PR #2908, opened 2024-12-12
[master] LOG-6222: Include timestamp field to fix console

cahartma:
### Description
There is a lot more to this than initially written and we have had several meetings on the best way to resolve.   This fixes the console and aligns `timestamp` with the existing `@timestamp`   We are still awaiting a Loki update to time-based sharding that will  prevent any date concern as originally discussed in the ticket.   But can merge into master for the time being.

We should wait to mark the issue as resolved, until the Loki update is implemented.

/assign @jcantrill

### Links
- https://issues.redhat.com/browse/LOG-6222


test/helpers/types/types.go
```diff
@@ -195,7 +195,21 @@ type ViaQCommon struct {
...
+	// Value derived from legacy `@timestamp` for forward compatibility.
+	//
+	// format:
+	//
+	// * yyyy-MM-dd HH:mm:ss,SSSZ
+	// * yyyy-MM-dd'T'HH:mm:ss.SSSSSSZ
+	// * yyyy-MM-dd'T'HH:mm:ssZ
+	// * dateOptionalTime
+	//
+	// example: `2015-01-24 14:06:05.071000000 Z`
```
xperimental, line 211: Shouldn't this be:

```suggestion
	// example: `2015-01-24T14:06:05.071000000Z`
```

internal/generator/vector/output/splunk/splunk.go
```diff
@@ -95,11 +95,11 @@ func sink(id string, o obs.OutputSpec, inputs []string, index string, secrets ob
 
 func FixTimestampFormat(componentID string, inputs []string) Element {
 	var vrl = `
-ts, err = parse_timestamp(.@timestamp,"%+")
+.timestamp, err = parse_timestamp(.@timestamp,"%+")
```
xperimental, line 98: If I understand correctly, then this in the sink. Shouldn't all entries have both `.timestamp` and `.@timestamp` at this point already?

xperimental (commented):
Not tested, only looked at the diff so far.

internal/generator/vector/output/splunk/splunk.go
cahartma: `timestamp` comes from vector, and depending on source/sink is not always the value or format we want.   I assumed the parse was necessary here, so setting the new `timestamp` field to the same we already have VRL for (`@timestamp`) .    It's possible this formatting is not necessary for splunk.   I can try it again and see what splunk is expecting and/or accepts.

test/helpers/types/types.go
cahartma: Quite possibly, I just copied the current.   Let me check into it.

internal/generator/vector/output/splunk/splunk.go
xperimental: Seeing as VRL is typed, I would expect `.timestamp` to have a type of "timestamp" (think `time.Time` in Go) as opposed to being an opaque type ("string"), meaning that it should possible for the sink to convert it to whatever representation it needs, be that, for example, a unix-timestamp or something RFC3339 formatted.

test/helpers/types/types.go
cahartma: Updated

internal/generator/vector/output/splunk/splunk.go
cahartma: I will revert these splunk changes, and leave `timestamp` as is.

cahartma:
Seems this will need to wait for the Loki update.   Current functional tests are failing to capture 'old' messages.    Investigating a possible interim solution.

test/functional/normalization/message_format_test.go
```diff
@@ -44,7 +44,7 @@ var _ = Describe("[Functional][LogForwarding][Normalization] tests for message f
 
 		// Template expected as output Log
 		var outputLogTemplate = functional.NewApplicationLogTemplate()
-		outputLogTemplate.Timestamp = nanoTime
+		outputLogTemplate.TimestampLegacy = nanoTime
```
jcantrill, line 47: Why would we not want to additionally verify Timestamp = nanoTime?  Same applies in all these files

xperimental:
Can't we get rid of the `@timestamp` field in most outputs? (all except for ElasticSearch, maybe?)

cahartma:
> Can't we get rid of the `@timestamp` field in most outputs? (all except for ElasticSearch, maybe?)

I would say yes, but I'd suggest we do it in a future release, separate from this initial "console fix".

jcantrill:
> > Can't we get rid of the `@timestamp` field in most outputs? (all except for ElasticSearch, maybe?)
> 
> I would say yes, but I'd suggest we do it in a future release, separate from this initial "console fix".

@xperimental  The answer is "no" since its a breaking API change for ViaQ.  I agree the field is undesirable but removing it breaks anyone who actually depends upon it.  As much as we wish to push everyone to Otel, I believe we should still consider have a configurable version of ViaQ where we can clean up what exists now

PR #2912, opened 2024-12-17
LOG-6348: Collector startup script removes buffer lock files breaking locking code of vector

Clee2691:
### Description
This PR removes the deletion of the buffer lock files in `vector`'s startup script.

/cc @cahartma @vparfonov 
/assign @jcantrill 

### Links
- JIRA: https://issues.redhat.com/browse/LOG-6348

### DIFF
--- a/internal/collector/vector/run-vector.sh
+++ b/internal/collector/vector/run-vector.sh
@@ -7,24 +7,5 @@ VECTOR_DATA_DIR=%s
 echo "Creating the directory used for persisting Vector state $VECTOR_DATA_DIR"
 mkdir -p ${VECTOR_DATA_DIR}
 
-echo "Checking for buffer lock files"
-# Vector does not appear to release locks when the process terminates. Try to clean up for restart
-pushd ${VECTOR_DATA_DIR}
-  locks=$(ls -R . | awk '/:$/&&f{s=$0;f=0}
-/:$/&&!f{sub(/:$/,"");s=$0;f=1;next}
-NF&&f{ print s"/"$0 }' | grep \.lock)
-  rc=$?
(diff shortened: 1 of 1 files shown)


internal/collector/vector/run-vector.sh
```diff
@@ -7,24 +7,5 @@ VECTOR_DATA_DIR=%s
 echo "Creating the directory used for persisting Vector state $VECTOR_DATA_DIR"
 mkdir -p ${VECTOR_DATA_DIR}
```
xperimental, line 8: If I have seen this correctly, then the data directory is the base of a VolumeMount in the current configuration, meaning that it will always exist. If that is actually the case, I think it would be safe to completely remove the startup script and directly use vector as the entrypoint for the container.

jcantrill: The operator passes in the datadir and there actually is a conditional of the value based upon the "legacy" naming convention and other.  This behavior persists to support 'upgrade' behavior.

xperimental: As far as I can see the path can either be `/var/lib/vector` or `/var/lib/vector/<namespace>/<instance>`, but in both cases the path is directly used as the VolumeMount ([code](https://github.com/openshift/cluster-logging-operator/blob/9c07857c8b2c94e5b7d57b928816919b5cc30ebc/internal/collector/vector/visitors.go#L25)). I don't think the `mkdir` and thus the script is needed.

Clee2691: I'm inclined to leave this as is and we can revisit the start up script in another scope (JIRA)

PR #2921, opened 2025-01-10
LOG-6280: Only cleanup dashboard when owned by 'this' operator version

jcantrill:
### Description
This PR:
* Adds labels version, managedby to the collector dashboard configmap
* Modifies logic to only delete the dashboard on operator exit if the label set matches those expected by the operator
* Resolves the issue where the old version of the operator deleted the dashboard on_exit after the new version of the operator updated it

### Links
https://issues.redhat.com/browse/LOG-6280

### DIFF
--- a/internal/metrics/dashboard/dashboards.go
+++ b/internal/metrics/dashboard/dashboards.go
@@ -4,18 +4,18 @@ import (
 	"context"
 	_ "embed"
 	"fmt"
-
 	staticlog "github.com/ViaQ/logerr/v2/log/static"
+	"github.com/openshift/cluster-logging-operator/internal/constants"
 	"github.com/openshift/cluster-logging-operator/internal/reconcile"
 	"github.com/openshift/cluster-logging-operator/internal/runtime"
 	"github.com/openshift/cluster-logging-operator/internal/utils"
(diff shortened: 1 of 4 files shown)


internal/metrics/dashboard/dashboards.go
```diff
@@ -83,14 +87,25 @@ func ReconcileForDashboards(k8sClient client.Client, reader client.Reader) error
...
+		r, _ := labels.NewRequirement(k, selection.Equals, []string{v})
+		s = s.Add(*r)
+	}
+	options := &client.ListOptions{
+		LabelSelector: s,
+		Namespace:     DashboardNS,
 	}
-	return c.Delete(context.TODO(), cm)
+	configMaps := &corev1.ConfigMapList{}
+	if err := r.List(context.TODO(), configMaps, options); err != nil {
```
alanconway, line 102: How about Get(cm) and then compare the actual labels with the expected ones? 
The List() could find configmaps that have identical labels but a different name - its unlikely, but a Get is more efficient and direct.

jcantrill: @alanconway updated to check labels

PR #2940, opened 2025-01-27
LOG-6585: Fail validition if output is unreferenced

jcantrill:
### Description
This PR:
* validates each output is referenced by a pipeline or fails
* this will keep the operator from deploying a collector with configuration not accepted by vector

### Links
https://issues.redhat.com/browse/LOG-6585

cc @vparfonov @cahartma

### DIFF
--- a/internal/api/observability/pipelines.go
+++ b/internal/api/observability/pipelines.go
@@ -1,6 +1,9 @@
 package observability
 
-import obs "github.com/openshift/cluster-logging-operator/api/observability/v1"
+import (
+	obs "github.com/openshift/cluster-logging-operator/api/observability/v1"
+	"k8s.io/utils/set"
+)
 
 type Pipelines []obs.PipelineSpec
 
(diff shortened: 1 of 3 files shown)


internal/api/observability/pipelines.go
```diff
@@ -20,3 +23,13 @@ func (pipeline Pipelines) Map() map[string]obs.PipelineSpec {
...
+
+// ReferenceOutput iterates through the list of pipelines to see if any reference the given output
+func (pipeline Pipelines) ReferenceOutput(output obs.OutputSpec) bool {
+	for _, i := range pipeline {
+		if set.New(i.OutputRefs...).Has(output.Name) {
+			return true
+		}
+	}
+	return false
+}
```
vparfonov, line 35: small remark, maybe will be better to build the set once and then check:
```
func (pipeline Pipelines) ReferenceOutput(output obs.OutputSpec) bool {
    refs := set.New[string]() 
    for _, i := range pipeline {
        refs.Insert(i.OutputRefs...)
    }
    return refs.Has(output.Name) 
}
```

PR #2953, opened 2025-02-04
LOG-5706: Align syslog output implementation with spec RFC3164 and RFC5124 for Vector

vparfonov:
### Description
Backport for https://github.com/openshift/cluster-logging-operator/pull/2830

/cc @cahartma 
/assign @jcantrill 

/cherry-pick 

### Links

- Depending on PR(s):
- Bugzilla:
- Github issue:
- JIRA: https://issues.redhat.com/browse/LOG-5706
- Enhancement proposal:

### DIFF
--- a/internal/generator/vector/helpers/helpers.go
+++ b/internal/generator/vector/helpers/helpers.go
@@ -2,6 +2,7 @@ package helpers
 
 import (
 	"fmt"
+	"regexp"
 	"strings"
 	"sync"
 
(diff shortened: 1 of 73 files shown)


jcantrill (commented):
/hold

internal/generator/vector/helpers/helpers.go
```diff
@@ -56,3 +59,49 @@ func ListenOnAllLocalInterfacesAddress() string {
 func EscapeDollarSigns(s string) string {
 	return strings.ReplaceAll(s, "$", "$$")
 }
+
+// TransformUserTemplateToVRL converts the user entered template to VRL compatible syntax
+// Example: foo-{.log_type||"none"} -> "foo-" + to_string!(.log_type||"none")
```
jcantrill, line 64: It may be that we need to reject these changes for 5.9 and earlier.  My brief review of the API is we don't support templating like 6.x and I'm hesitant to add that functionality here.

jcantrill (commented):
Let's talk about this further.  I wish I would have considered the larger implications of this change before you did the work as I think its adding in "features" we wish to not backport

:::

WORK REQUEST: Return, line for line and unchanged, the data from its first line through the line containing "Not tested, only looked at the diff so far.".

PROBLEM SOLUTION:
PR #2908, opened 2024-12-12
[master] LOG-6222: Include timestamp field to fix console

cahartma:
### Description
There is a lot more to this than initially written and we have had several meetings on the best way to resolve.   This fixes the console and aligns `timestamp` with the existing `@timestamp`   We are still awaiting a Loki update to time-based sharding that will  prevent any date concern as originally discussed in the ticket.   But can merge into master for the time being.

We should wait to mark the issue as resolved, until the Loki update is implemented.

/assign @jcantrill

### Links
- https://issues.redhat.com/browse/LOG-6222


test/helpers/types/types.go
```diff
@@ -195,7 +195,21 @@ type ViaQCommon struct {
...
+	// Value derived from legacy `@timestamp` for forward compatibility.
+	//
+	// format:
+	//
+	// * yyyy-MM-dd HH:mm:ss,SSSZ
+	// * yyyy-MM-dd'T'HH:mm:ss.SSSSSSZ
+	// * yyyy-MM-dd'T'HH:mm:ssZ
+	// * dateOptionalTime
+	//
+	// example: `2015-01-24 14:06:05.071000000 Z`
```
xperimental, line 211: Shouldn't this be:

```suggestion
	// example: `2015-01-24T14:06:05.071000000Z`
```

internal/generator/vector/output/splunk/splunk.go
```diff
@@ -95,11 +95,11 @@ func sink(id string, o obs.OutputSpec, inputs []string, index string, secrets ob
 
 func FixTimestampFormat(componentID string, inputs []string) Element {
 	var vrl = `
-ts, err = parse_timestamp(.@timestamp,"%+")
+.timestamp, err = parse_timestamp(.@timestamp,"%+")
```
xperimental, line 98: If I understand correctly, then this in the sink. Shouldn't all entries have both `.timestamp` and `.@timestamp` at this point already?

xperimental (commented):
Not tested, only looked at the diff so far.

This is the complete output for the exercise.